#### Aim of the exercise
Print out the entries exactly, and include each one.

#### Supplied information
-=-=-

PR #8312, opened 2024-10-26
Drop v1 Transaction's Money Received Mailer

garyhtou:
they aren't used since v1 transactions are dead


garyhtou:
^ me messing with branch protection/rules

-=-=-

#### Result
PR #8312, opened 2024-10-26
Drop v1 Transaction's Money Received Mailer

garyhtou:
they aren't used since v1 transactions are dead


garyhtou:
^ me messing with branch protection/rules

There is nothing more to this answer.